» INSTRUCTIONS TO FOLLOW
Show each line in the listing below that contains the word "number".

» RECORDS FOR THIS EXERCISE
PR #73, opened 2020-05-16
Plots replace PyPlot in TwoDNavierStokes examples

navidcy:
This is the beginning. We should ultimately drop PyPlot from docs/examples whatsoever.

### DIFF
--- a/examples/twodnavierstokes_decaying.jl
+++ b/examples/twodnavierstokes_decaying.jl
@@ -179,7 +179,7 @@ nothing # hide
 plot(kr, abs.(Ehr),
       linewidth = 2,
       alpha = 0.7,
-      xlabel = L"$k_r$", ylabel = L"\int \| \hat E \| k_r \mathrm{d} k_{\theta}",
+      xlabel = L"k_r", ylabel = L"\int \| \hat E \| k_r \mathrm{d} k_{\theta}",
       xlims = (5e-1, gr.nx),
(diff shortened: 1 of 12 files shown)


examples/twodnavierstokes_decaying.jl
```diff
@@ -25,13 +25,13 @@ nothing # hide
 #
 # First, we pick some numerical and physical parameters for our model.
 
-n, L  = 128, 2π             # grid resolution and domain length
+n, L  = 256, 2π             # grid resolution and domain length
```
glwagner, line 28: 😏

examples/twodnavierstokes_decaying.jl
```diff
@@ -25,13 +25,13 @@ nothing # hide
...
 nothing # hide
 
 ## Then we pick the time-stepper parameters
-    dt = 1e-2  # timestep
-nsteps = 4000  # total number of steps
- nsubs = 1000  # number of steps between each plot
+    dt = 5e-3  # timestep
+nsteps = 8000  # total number of steps
```
glwagner, line 33: This may be a pretty heavy example for docs. But we'll see how long they take to build; maybe it will be fine.

navidcy: 128 would work OK also... but 256 looks better.

The problem will arise when we make **all** examples producing 256^2 animations...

» EXERCISE ANSWER
-nsteps = 4000  # total number of steps
- nsubs = 1000  # number of steps between each plot
+nsteps = 8000  # total number of steps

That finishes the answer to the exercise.